Published 22 Jan 2025 in stat.AP

Abstract: Accurate rainfall data are crucial for effective climate services, especially in Sub-Saharan Africa, where agriculture depends heavily on rain-fed systems. The sparse distribution of rain-gauge networks necessitates reliance on satellite and reanalysis rainfall products (REs). This study evaluated eight REs -- CHIRPS, TAMSAT, CHIRP, ENACTS, ERA5, AgERA5, PERSIANN-CDR, and PERSIANN-CCS-CDR -- in Zambia and Ghana using a point-to-pixel validation approach. The analysis covered spatial consistency, annual rainfall summaries, seasonal patterns, and rainfall intensity detection across 38 ground stations. Results showed no single product performed optimally across all contexts, highlighting the need for application-specific recommendations. All products exhibited a high probability of detection (POD) for dry days in Zambia and northern Ghana (70% < POD < 100%, and 60% < POD < 85%, respectively), suggesting their utility for drought-related studies.

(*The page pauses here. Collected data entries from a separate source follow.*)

PR #5695, opened 2025-12-20
[stdlib] Make Set conform to Writable, Stringable and Representable

msaelices:
`Set` comforms to `Writable`, `Stringable`, and `Representable` traits.

- Updates struct declaration to include trait conformance
- Removes generic constraints from methods
- Uses `_constrained_conforms_to` for compile-time checking
- Removes obsolete repr overload from builtin/repr.mojo


JoeLoser:
!sync

PR #5702, opened 2025-12-22
[stdlib] Add `FastMathFlag` to `ComplexSIMD`

martinvuyk:
Add `FastMathFlag` to `ComplexSIMD`


barcharcraz:
What does passing through the flag even do today? I don't think it propagates to any expressions in the function arguments, does the fma pop instruction expand to a mult and and add if you don't pass the flag?

Maybe we could just remove the flag from the `fma` method and _always_ generate pop ops with it.

Maybe we could even remove it from the pop op in the first place

PR #5703, opened 2025-12-22
[stdlib] add time unit us (Microseconds) to benchmark Unit

jmikaelr:
Adds microseconds (us) as a supported time unit in std/benchmark’s Unit and updates the divisor mapping accordingly.

Motivation: benchmark results often fall between ns and ms. Supporting us makes reports easier to read without manual conversion.


jmikaelr:

abduld:
!sync

PR #6270, opened 2026-03-24
[stdlib] Graduate the `bit._mask` module into the public

martinvuyk:
Graduate the `bit._mask` module into the public.

This has proved that it is useful in several instances. I already have several use-cases outside the stdlib, so I'd rather this be made public.


JoeLoser (approved):

JoeLoser:
!sync

PR #6281, opened 2026-03-27
[Kernels] Fix argmax/argmin input shape validation

cuiweixie:
## Summary

Fixes the `_argn` dimension validation so the input tensor is compared against the output tensor per subaxis. Previously `output.dim` was used for both sides, so mismatched input shapes were not detected.

## Change

- `input_subaxis`: use `input.dim(subaxis)` instead of `output.dim(subaxis)`.

BEGIN_PUBLIC
[Kernels] Fix argmax/argmin input shape validation

The _argn dimension check used output.dim for both tensors when validating that input and output shapes match outside the reduced axis. Use input.dim for the input side so incorrect input shapes are rejected as intended.
END_PUBLIC

### DIFF
--- a/max/kernels/src/nn/argmaxmin.mojo
+++ b/max/kernels/src/nn/argmaxmin.mojo
@@ -55,7 +55,7 @@ def _argn[
 
     comptime for subaxis in range(rank):
         var output_subaxis = output.dim(subaxis)
-        var input_subaxis = output.dim(subaxis)
+        var input_subaxis = input.dim(subaxis)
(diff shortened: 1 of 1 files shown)


conorbronsdon (approved):
Good fix — `output.dim` was compared against itself instead of `input.dim`. Build failure is unrelated (pre-existing `multi_version_tests_3.14` parse error). A regression test for shape mismatch would be a nice follow-up but not blocking. Sign the CLA (see the failing GitHub Actions check) and this is ready to merge.

PR #6282, opened 2026-03-27
[MAX] Fix MinPSampler inline comment (min_p)

cuiweixie:
## Summary

Corrects a misleading comment in `MinPSampler.forward`: it referred to `top_p` while the parameter is `min_p`.

## Change

- Single-line comment fix in `max/python/max/nn/sampling/min_p.py`.

BEGIN_PUBLIC
[MAX] Fix MinPSampler inline comment (min_p)

The MinPSampler forward path documents min_p handling; the comment incorrectly referred to top_p. Align the comment with the actual parameter name.
END_PUBLIC

### DIFF
--- a/max/python/max/nn/sampling/min_p.py
+++ b/max/python/max/nn/sampling/min_p.py
@@ -47,7 +47,7 @@ class MinPSampler(Module):
         self, input: TensorValue, min_p: TensorValueLike = 0.0
     ) -> TensorValue:
         batch_size = input.shape[0]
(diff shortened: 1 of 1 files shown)


conorbronsdon (approved):
Comment fix looks right. There's one more `top_p` leftover in the error message on line 63 — same file, the ValueError string says `"top_p tensor shape ..."` but should be `"min_p tensor shape ..."`. Commit that fix too and once you've signed the CLA (the failing check in GitHub Actions), this is good to merge.

Issue #6177, opened 2026-03-15
[Stdlib] Add capitalize() and title() to String and StringSlice


msaelices:
## Motivation

`lower()` and `upper()` already exist on `String` and `StringSlice`. `capitalize()` and `title()` are the natural complements for display formatting — they are to mixed-case what `lower`/`upper` are to all-lowercase/all-uppercase.

The current workaround requires manual byte iteration:

```mojo
# capitalize() by hand
var bytes = List[UInt8](s.as_bytes())
if bytes and bytes[0] >= ord('a') and bytes[0] <= ord('z'):
    bytes[0] -= 32
for i in range(1, len(bytes)):
    if bytes[i] >= ord('A') and bytes[i] <= ord('Z'):
        bytes[i] += 32
```

This is verbose, error-prone, and duplicated everywhere it's needed.

## Consistency argument

The stdlib already accepts:
- `lower()` — all characters lowercased
- `upper()` — all characters uppercased

`capitalize()` (first char uppercased, rest lowercased) and `title()` (each word's first char uppercased) are direct extensions of the same design. If `lower()` and `upper()` belong in the stdlib, these do too.

## Real use cases

- Formatting user-supplied names for display: `name.capitalize()`
- Generating report headers or UI labels: `column_name.replace("_", " ").title()`
- Normalizing input before comparison

## Proposed API

```mojo
def capitalize(self) -> String
def title(self) -> String
```

On `StringSlice` first, delegating from `String`. Initial implementation ASCII-only (documented), with Unicode support as a follow-up.

## Related

PR #6169 has a working implementation ready for review once this is agreed upon.

martinvuyk:
This is the kind of thing that I would love for us to implement, but if I can weigh in on the approach itself I would ask that we deviate from Python and make it return an iterator. This should also work for all unicode codepoints IMO.

I would like for us to make these other functions also return iterators: lower, upper, replace . Ideally we would make all of them be able to interop to be concatenated calls. I'll open a proposal sometime this week if I have time diving deeper into the APIs that I'd like us to change into iterators and their interop.

I think this is something that can wait until after 1.0 (mostly due to the back-log and other priorities), but it is something that would be a great addition

lsh:
[...]

PR #6293, opened 2026-03-28
[stdlib] Adding decision tree based upper and lower functions

mzaks:
## Summary

This PR introduces a much faster `to_lower` and `to_upper` functions which was discussed in #6177.
This PR is purely additive, the functions are defined as private function mainly in order to be included in the benchmarks and showcase the performance difference.

This functions can be generated from Unicode data (Unicode-Data.txt and Special-Casing.txt) which is showcased in https://github.com/mzaks/mojo-unicode if we decide to switch to this approach I suggest to add the code generation scripts to the repo as well, so that when Unicode rules for upper and lower casing changes, we can easily regenerate this functions.

## Testing

Enhanced testing was doen in https://github.com/mzaks/mojo-unicode
In this PR we introduce a very simple unit test suite and the main purpose of this PR is the change to the benchmarks.

Here is an excerpt from the run I performed on MacBook Pro Apple M4 Max

```
bench_string_lower[10], 0.00075
bench_string_upper[10], 0.001372
bench_string_lower_2[10], 1.758102766798419e-05
bench_string_upper_2[10], 1.6000000000000003e-05

bench_string_lower[30], 0.0023360000000000004
bench_string_upper[30], 0.004200000000000001
bench_string_lower_2[30], 7.599999999999999e-05
bench_string_upper_2[30], 7.599999999999999e-05

bench_string_lower[50], 0.00415
bench_string_upper[50], 0.007580000000000001
bench_string_lower_2[50], 0.0001
bench_string_upper_2[50], 0.0001

bench_string_lower[100], 0.008974
bench_string_upper[100], 0.013700000000000004
bench_string_lower_2[100], 0.000166
bench_string_upper_2[100], 0.00016

bench_string_lower[1000], 0.07053799999999999
bench_string_upper[1000], 0.14207399999999998
bench_string_lower_2[1000], 0.001328
bench_string_upper_2[1000], 0.0013479999999999998

bench_string_lower[10000], 0.6840119999999998
bench_string_upper[10000], 1.3755399999999998
bench_string_lower_2[10000], 0.014704
bench_string_upper_2[10000], 0.01471

bench_string_lower[100000], 6.71796
bench_string_upper[100000], 14.037942000000001
bench_string_lower_2[100000], 0.153844
bench_string_upper_2[100000], 0.158394

bench_string_lower[1000000], 68.13025
bench_string_upper[1000000], 144.86831
bench_string_lower_2[1000000], 1.543504
bench_string_upper_2[1000000], 1.583038
```

As you can see `bench_string_lower_2` is about 40x faster and `bench_string_upper_2` is almost 100x faster

## Checklist

      sequence of smaller PRs

Assisted-by: Claude Code


mzaks:
I think it is helpful to give a brief explanation of how the `to_lower` and `to_upper` works and how they can be generated from Unicode-Data.txt and Special-Casing.txt.

This algorithm is purely computational (no lookup tables). We compute the difference in bytes between the source UTF8 representation and the destination UTF-8 representation. To get a better feeling for the solution please have a look at following CSV files:

https://github.com/mzaks/mojo-unicode/blob/main/to_upper.csv
https://github.com/mzaks/mojo-unicode/blob/main/to_lower2.csv

The source and destination columns represent the chars, the source bytes / destination bytes, represent a space separated byte array in decimal numbers. The diff bytes column represents the difference. Important to see that in some cases the transformation from source to destination is asymmetrical, meaning the amount of bytes of a UTF-8 representation in source and destination char varies. This phenomenon is accounted for. 

The CVS files are generated from Unicode-Data.txt and Special-Casing.txt through following scripts:

https://github.com/mzaks/mojo-unicode/blob/main/gen_to_lower_csv.py
https://github.com/mzaks/mojo-unicode/blob/main/gen_to_upper_csv.py

The `to_lower` and `to_upper` can be generated from the CSV files through:

https://github.com/mzaks/mojo-unicode/blob/main/gen_to_lower_tree_v3.py
https://github.com/mzaks/mojo-unicode/blob/main/gen_to_upper_tree.py

All the Python scripts above were generated with Claude Code.

The generated `to_upper` and `to_lower` Mojo code can be validated against the CSV files see:

https://github.com/mzaks/mojo-unicode/blob/main/test_to_lower_v4.mojo
https://github.com/mzaks/mojo-unicode/blob/main/test_to_upper.mojo

As mentioned in the PR comment I would suggest to include the `Unicode-Data.txt`, `Special-Casing.txt`, `gen_to_lower_csv.py`, `gen_to_upper_csv.py`, `gen_to_lower_tree.py`, `gen_to_upper_tree.py` and the tests in a separate PR if we decide to promote the `to_lower` and `to_upper` as default implementation for `String` and `StaticString`. It is also sensible to write a small documentation file for how to prompt Claude Code or other LLM to generate the scripts.

---

Additional thought:

As I mentioned above some of the source destination transformations are asymmetric, this is why the functions return a new string. We could however provide an in-place conversion which would ignore the asymmetric cases (leaving chars which would lead to an asymmetric conversion as is).  This conversion would work very well for many use case and would be  more efficient.

mojo/stdlib/std/collections/string/_to_lower.mojo
```diff
@@ -0,0 +1,590 @@
...
+            8 ASCII bytes per iteration before falling back to per-character
+            Unicode handling.
+
+    Args:
+        s: The input string to convert.
+
+    Returns:
+        A new `String` with all characters converted to lowercase.
+    """
+    comptime SIMD_WIDTH = 8
```
martinvuyk, line 529: Question, why 8? What if we did 4 and used those loaded bytes (`vec = (p + offset).load[SIMD_WIDTH]()`) to process the rest of the code? (loading scalars when the string length doesn't allow it into the `SIMD[DTtype.uint8, 4]`)

mzaks: This is a very good question and also worth additional exploration. The Rust codebase for ASCII fast path uses 16, as this is the lower SIMD width. I tried 16, 32, 64 first then I tried 8 and it worked better than the wider ones. Specifically as I decided to keep trying the ASCII fast path on every loop, which helps with tons of European languages where ASCII is dominant with exceptions. This is why in my tests DE and LT text is much faster then Python and Rust:
(see https://github.com/mzaks/mojo-unicode/blob/main/benchmark_comparison_x86_64.png)

I haven't tried 4 bytes at a time which could be reused later even if the the read 4 bytes are non ASCII. This is an interesting experiment to run.

mzaks: Ok just tested it on M4, the optimization of reusing 4 bytes later if it is not an ASCII is actually contra productive 🤷‍♂️

soraros: Can we please document these reasonings in the code itself?

mzaks: @soraros I added a comment, is this enough or should or do we need more context?

mzaks: Fun fact, I woke up today with a realization that the computation of the diff uses subtraction / addition, so that a `Diff` needs to be `SIMD[DType.int16, 4]` and we need to do casting after we do addition, where we could use xor bit operation for diff and then all the overflow considerations and casting can be removed. So I run an experiment to see if it will improve the performance and sadly at least based on my test, there is no difference.

soraros: Thanks @mzaks, I think it's enough (I'm fine as long as we document the fact that it's a *choice* made here which is inherently contingent).

mzaks: See:

benchmark_comparison_arm64

mzaks: you can see that lower_v4 and lower_v5 are same, and upper_v2, v3 and v4 are also quite same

However, all products showed limited skill in detecting heavy and violent rains (POD close to 0%), making them unsuitable for analyzing such events (e.g., floods) in their current form. Products integrated with station data (ENACTS, CHIRPS, and TAMSAT) outperformed others in many contexts, emphasizing the importance of local observation calibration. Bias correction is strongly recommended due to varying bias levels across rainfall summaries. A critical area for improvement is the detection of heavy and violent rains, with which REs currently struggle. Future research should focus on this aspect.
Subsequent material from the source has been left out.